• _Extracted records_:
PR #238, opened 2021-08-31
Return `missing` if the field is set but null.

### LINKED ISSUE #177: Handle NULL values in features correctly

yeesian:
Fixes #177 .

I think this aligns the behavior a lot better across the different file formats (see the test sets in test/test_tables.jl)

This behavior is implemented through `getfield(feature, i)` which makes use of `getfieldtype(feature, i)`. That way, we are aligned in behavior for field subtypes even for e.g. displaying the fields.

Because a lot hinges on distinguishing between whether a field is set versus whether it is null (see https://github.com/Toblerity/Fiona/issues/460#issue-240013079), I have also added support for `isfieldnull()`, `isfieldsetandnotnull()`, and `setfieldnull!()`.

### DIFF
--- a/src/ogr/feature.jl
+++ b/src/ogr/feature.jl
@@ -149,6 +149,50 @@ function unsetfield!(feature::Feature, i::Integer)::Feature
     return feature
 end
 
+"""
+    isfieldnull(feature::Feature, i::Integer)
+
+Test if a field is null.
+
+### Parameters
+* `feature`: the feature that owned the field.
+* `i`: the field to test, from 0 to GetFieldCount()-1.
+
+### Returns
+`true` if the field is null, otherwise `false`.
+"""
+isfieldnull(feature::Feature, i::Integer)::Bool =
+    Bool(GDAL.ogr_f_isfieldnull(feature.ptr, i))
+
+"""
+    isfieldsetandnotnull(feature::Feature, i::Integer)
+
+Test if a field is set and not null.
+
+### Parameters
+* `feature`: the feature that owned the field.
+* `i`: the field to test, from 0 to GetFieldCount()-1.
+
+### Returns
+`true` if the field is null, otherwise `false`.
+"""
+isfieldsetandnotnull(feature::Feature, i::Integer)::Bool =
+    Bool(GDAL.ogr_f_isfieldsetandnotnull(feature.ptr, i))
+
+"""
+    setfieldnull!(feature::Feature, i::Integer)
+
+Clear a field, marking it as null.
+
+### Parameters
+* `feature`: the feature that owned the field.
+* `i`: the field to set to null, from 0 to GetFieldCount()-1.
+"""
+function setfieldnull!(feature::Feature, i::Integer)::Feature
+    GDAL.ogr_f_setfieldnull(feature.ptr, i)
+    return feature
+end
+
 # """
 #     OGR_F_GetRawFieldRef(OGRFeatureH hFeat,
 #                          int iField) -> OGRField *
@@ -403,12 +447,14 @@ const _FETCHFIELD = Dict{OGRFieldType,Function}(
 )
 
 function getfield(feature::Feature, i::Integer)
-    return if isfieldset(feature, i)
-        _fieldtype = gettype(getfielddefn(feature, i))
+    return if !isfieldset(feature, i)
+        getdefault(feature, i)
+    elseif isfieldnull(feature, i)
+        missing
+    else
+        _fieldtype = getfieldtype(getfielddefn(feature, i))
         _fetchfield = get(_FETCHFIELD, _fieldtype, getdefault)
         _fetchfield(feature, i)
-    else
-        getdefault(feature, i)
     end
 end
 
--- a/src/base/display.jl
+++ b/src/base/display.jl
@@ -149,7 +149,7 @@ function Base.show(io::IO, layer::AbstractFeatureLayer)::Nothing
     nfielddisplay = min(n, 5)
     for i in 1:nfielddisplay
         fd = getfielddefn(featuredefn, i - 1)
-        display = "     Field $(i - 1) ($(getname(fd))): [$(gettype(fd))]"
+        display = "     Field $(i - 1) ($(getname(fd))): [$(getfieldtype(fd))]"
         if length(display) > 75
             println(io, "$display[1:70]...")
             continue
--- a/src/ogr/fielddefn.jl
+++ b/src/ogr/fielddefn.jl
@@ -72,6 +72,26 @@ function setsubtype!(fielddefn::FieldDefn, subtype::OGRFieldSubType)::FieldDefn
 end
 
 """
+    getfieldtype(fielddefn::AbstractFieldDefn)
+
+Returns the type or subtype (if any) of this field.
+
+### Parameters
+* `fielddefn`: handle to the field definition.
+
+### Returns
+The field type or subtype.
+"""
+function getfieldtype(fielddefn::AbstractFieldDefn)::Union{OGRFieldType, OGRFieldSubType}
+    fieldsubtype = getsubtype(fielddefn)
+    return if fieldsubtype != OFSTNone
+        fieldsubtype
+    else
+        gettype(fielddefn)
+    end
+end
+
+"""
     getjustify(fielddefn::AbstractFieldDefn)
 
 Get the justification for this field.
--- a/test/test_feature.jl
+++ b/test/test_feature.jl
@@ -157,6 +157,10 @@ const AG = ArchGDAL;
                 AG.setfield!(feature, 9, Int16(1))
                 AG.setfield!(feature, 10, Int32(1))
                 AG.setfield!(feature, 11, Float32(1.0))
+                for i in 1:AG.nfield(feature)
+                    @test !AG.isfieldnull(feature, i-1)
+                    @test AG.isfieldsetandnotnull(feature, i-1)
+                end
                 @test sprint(print, AG.getgeom(feature)) == "NULL Geometry"
                 AG.getgeom(feature) do geom
                     @test sprint(print, geom) == "NULL Geometry"
@@ -169,6 +173,10 @@ const AG = ArchGDAL;
                 AG.addfeature(layer) do newfeature
                     AG.setfrom!(newfeature, feature)
                     @test AG.getfield(newfeature, 0) == 1
+                    for i in 1:AG.nfield(newfeature)
+                        @test !AG.isfieldnull(newfeature, i-1)
+                        @test AG.isfieldsetandnotnull(newfeature, i-1)
+                    end
                     @test AG.getfield(newfeature, 1) ≈ 1.0
                     @test AG.getfield(newfeature, 2) == Int32[1, 2]
                     @test AG.getfield(newfeature, 3) == Int64[1, 2]
@@ -209,6 +217,13 @@ const AG = ArchGDAL;
                         @test AG.getfield(newfeature, 0) == 45
                         @test AG.getfield(newfeature, 1) ≈ 18.2
                         @test AG.getfield(newfeature, 5) == String["foo", "bar"]
+
+                        @test AG.isfieldsetandnotnull(newfeature, 5)
+                        AG.setfieldnull!(newfeature, 5)
+                        @test !AG.isfieldsetandnotnull(newfeature, 5)
+                        @test AG.isfieldset(newfeature, 5)
+                        @test AG.isfieldnull(newfeature, 5)
+                        @test ismissing(AG.getfield(newfeature, 5))
                     end
                     @test AG.nfeature(layer) == 1
                 end
--- a/test/test_fielddefn.jl
+++ b/test/test_fielddefn.jl
@@ -10,14 +10,19 @@ const AG = ArchGDAL;
             AG.setname!(fd, "newname")
             @test AG.getname(fd) == "newname"
             @test AG.gettype(fd) == AG.OFTInteger
+            @test AG.getfieldtype(fd) == AG.OFTInteger
             AG.settype!(fd, AG.OFTDate)
             @test AG.gettype(fd) == AG.OFTDate
+            @test AG.getfieldtype(fd) == AG.OFTDate
             AG.settype!(fd, AG.OFTInteger)
             @test AG.getsubtype(fd) == AG.OFSTNone
+            @test AG.getfieldtype(fd) == ArchGDAL.OFTInteger
             AG.setsubtype!(fd, AG.OFSTInt16)
             @test AG.getsubtype(fd) == AG.OFSTInt16
+            @test AG.getfieldtype(fd) == AG.OFSTInt16
             AG.setsubtype!(fd, AG.OFSTBoolean)
             @test AG.getsubtype(fd) == AG.OFSTBoolean
+            @test AG.getfieldtype(fd) == AG.OFSTBoolean
             AG.setsubtype!(fd, AG.OFSTNone)
             @test AG.getjustify(fd) == AG.OJUndefined
             AG.setjustify!(fd, AG.OJLeft)
--- a/test/test_tables.jl
+++ b/test/test_tables.jl
@@ -488,7 +488,7 @@ using Tables
                 withmissingfield::Bool,
                 withmixedgeomtypes::Bool,
                 reference_geotable::NamedTuple,
-            )::Bool
+            )
                 map_on_test_dataset(
                     drvshortname,
                     geomfamilly;
@@ -497,18 +497,14 @@ using Tables
                     withmixedgeomtypes = withmixedgeomtypes,
                 ) do ds
                     layer = AG.getlayer(ds, 0)
-                    return all([
-                        keys(Tables.columntable(layer)) ==
-                        reference_geotable.names,
-                        eltype.(values(Tables.columntable(layer))) ==
-                        reference_geotable.types,
-                        tupleoftuples_equal(
-                            columntablevalues_toWKT(
-                                values(Tables.columntable(layer)),
-                            ),
-                            reference_geotable.values,
+                    @test keys(Tables.columntable(layer)) == reference_geotable.names
+                    @test eltype.(values(Tables.columntable(layer))) == reference_geotable.types
+                    @test tupleoftuples_equal(
+                        columntablevalues_toWKT(
+                            values(Tables.columntable(layer)),
                         ),
-                    ])
+                        reference_geotable.values,
+                    )
                 end
             end
 
@@ -524,24 +520,21 @@ using Tables
             function test_layer_to_table(
                 layer::AG.AbstractFeatureLayer,
                 reference_geotable::NamedTuple,
-            )::Bool
-                return all([
-                    keys(Tables.columntable(layer)) == reference_geotable.names,
-                    eltype.(values(Tables.columntable(layer))) ==
-                    reference_geotable.types,
-                    tupleoftuples_equal(
-                        columntablevalues_toWKT(
-                            values(Tables.columntable(layer)),
-                        ),
-                        reference_geotable.values,
+            )
+                @test keys(Tables.columntable(layer)) == reference_geotable.names
+                @test eltype.(values(Tables.columntable(layer))) == reference_geotable.types
+                @test tupleoftuples_equal(
+                    columntablevalues_toWKT(
+                        values(Tables.columntable(layer)),
                     ),
-                ])
+                    reference_geotable.values,
+                )
             end
 
             @testset "Conversion to table for ESRI Shapefile driver" begin
                 ESRI_Shapefile_test_reference_geotable = (
                     names = (Symbol(""), :id, :name),
-                    types = (Union{Missing,ArchGDAL.IGeometry}, Int64, String),
+                    types = (Union{Missing,ArchGDAL.IGeometry}, Union{Missing,Int64}, String),
                     values = (
                         Union{Missing,String}[
                             "POLYGON ((0 0,0 1,1 1))",
@@ -549,11 +542,11 @@ using Tables
                             missing,
                             "POLYGON ((0 0,-1 0,-1 1))",
                         ],
-                        [1, 2, 3, 0],
+                        [1, 2, 3, missing],
                         ["polygon1", "multipolygon1", "emptygeom", "emptyid"],
                     ),
                 )
-                @test test_layer_to_table(
+                test_layer_to_table(
                     "ESRI Shapefile",
                     "polygon",
                     true,
@@ -569,7 +562,7 @@ using Tables
                             Missing,
                             ArchGDAL.IGeometry{ArchGDAL.wkbLineString},
                         },
-                        Int64,
+                        Union{Missing,Int64},
                         String,
                     ),
                     values = (
@@ -579,11 +572,11 @@ using Tables
                             missing,
                             "LINESTRING (5 6,6 7,7 8)",
                         ],
-                        [1, 2, 3, 0],
+                        [1, 2, 3, missing],
                         ["line1", "line2", "emptygeom", "emptyid"],
                     ),
                 )
-                @test test_layer_to_table(
+                test_layer_to_table(
                     "ESRI Shapefile",
                     "line",
                     true,
@@ -612,7 +605,7 @@ using Tables
                         ["polygon1", "multipolygon1", "emptygeom", "emptyid"],
                     ),
                 )
-                @test test_layer_to_table(
+                test_layer_to_table(
                     "GeoJSON",
                     "polygon",
                     true,
@@ -642,7 +635,7 @@ using Tables
                         ["line1", "line2", "emptygeom", "emptyid"],
                     ),
                 )
-                @test test_layer_to_table(
+                test_layer_to_table(
                     "GeoJSON",
                     "line",
                     true,
@@ -678,7 +671,7 @@ using Tables
                         ["line1", "multiline1", "emptygeom", "emptyid"],
                     ),
                 )
-                @test test_layer_to_table(
+                test_layer_to_table(
                     "GML",
                     "line",
                     true,
@@ -691,7 +684,7 @@ using Tables
             @testset "Conversion to table for GPKG driver" begin
                 GPKG_test_reference_geotable = (
                     names = (:geom, :id, :name),
-                    types = (Union{Missing,ArchGDAL.IGeometry}, Int64, String),
+                    types = (Union{Missing,ArchGDAL.IGeometry}, Union{Missing,Int64}, String),
                     values = (
                         Union{Missing,String}[
                             "LINESTRING (1 2,2 3,3 4)",
@@ -699,11 +692,11 @@ using Tables
                             missing,
                             "LINESTRING (5 6,6 7,7 8)",
                         ],
-                        [1, 2, 3, 0],
+                        Union{Missing,Int64}[1, 2, 3, missing],
                         ["line1", "multiline1", "emptygeom", "emptyid"],
                     ),
                 )
-                @test test_layer_to_table(
+                test_layer_to_table(
                     "GPKG",
                     "line",
                     true,
@@ -727,7 +720,7 @@ using Tables
                         ["", "", ""],
                     ),
                 )
-                @test test_layer_to_table(
+                test_layer_to_table(
                     "KML",
                     "line",
                     true,
@@ -751,7 +744,7 @@ using Tables
                         ["emptyid", "multiline1", "line1"],
                     ),
                 )
-                @test test_layer_to_table(
+                test_layer_to_table(
                     "FlatGeobuf",
                     "line",
                     true,
@@ -762,7 +755,6 @@ using Tables
             end
 
             @testset "Conversion to table for CSV driver" begin
-                @test begin
                     AG.read(
                         joinpath(@__DIR__, "data/multi_geom.csv"),
                         options = [
@@ -797,11 +789,10 @@ using Tables
                                 ["Mumbai", "New Delhi"],
                             ),
                         )
-                        return test_layer_to_table(
+                        test_layer_to_table(
                             multigeom_test_layer,
                             CSV_multigeom_test_reference_geotable,
                         )
-                    end
                 end
             end
 


src/ogr/feature.jl
```diff
@@ -403,12 +447,14 @@ const _FETCHFIELD = Dict{OGRFieldType,Function}(
 )
 
 function getfield(feature::Feature, i::Integer)
-    return if isfieldset(feature, i)
-        _fieldtype = gettype(getfielddefn(feature, i))
+    return if !isfieldset(feature, i)
+        getdefault(feature, i)
```
evetion, line 451: This still seems wrong to me. If the field is not set it is `nothing`. It should not be displayed at all. 

See also https://gdal.org/development/rfc/rfc67_nullfieldvalues.html

However, I can imagine we make it `missing` as well, which would be a bit more user friendly and it is one of the options presented in the above RFC.

evetion (changes requested):
For reference https://gdal.org/development/rfc/rfc67_nullfieldvalues.html

src/ogr/feature.jl
yeesian: That's great feedback, thanks!

Let me go through the following RFCs and functions (and any other corresponding associated functions):
* https://gdal.org/development/rfc/rfc53_ogr_notnull_default.html
  * `getdefault(...)`
  * `setdefault!(...)`
  * `setnullable!(...)`
  * `isdefaultdriverspecific(...)`
  * `validate()`
* https://gdal.org/development/rfc/rfc67_nullfieldvalues.html
  * `getfield(feature, i)`
  * `isfieldnull(feature, i)`
  * `isfieldsetandnotnull(feature, i)`
  * `setfieldnull!(feature, i)`

I will
* provide a corresponding discussion under https://yeesian.com/ArchGDAL.jl/stable/considerations/ as part of this PR,
* update the PR title and so on to reflect the design decision, before
* updating the implementation and tests to reflect it.

yeesian: Here's what I have as an early draft:

```
+-------+---------+---------+
|       |  null   | notnull |
+-------+---------+---------+
| set   | missing | value   |
+-------+---------+---------+
| unset | nothing | nothing |
+-------+---------+---------+
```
PR #240, opened 2021-09-01
Handle non-bijective data-type conversions more robustly

### LINKED ISSUE #232: Handle non-bijective data-type conversions more robustly
Given that we're using dictionaries for the code to convert between data types, there's no good way of [asserting "default type comes last" for mappings that are not bijective](https://github.com/yeesian/ArchGDAL.jl/blob/f4406a55c5e2d42e0617e5e686d87f71d376d4be/src/types.jl#L305-L310).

• _DIRECTIONS_: With no other words, state how many lines above hold the word "keys".

• _EXPECTED OUTPUT_: 4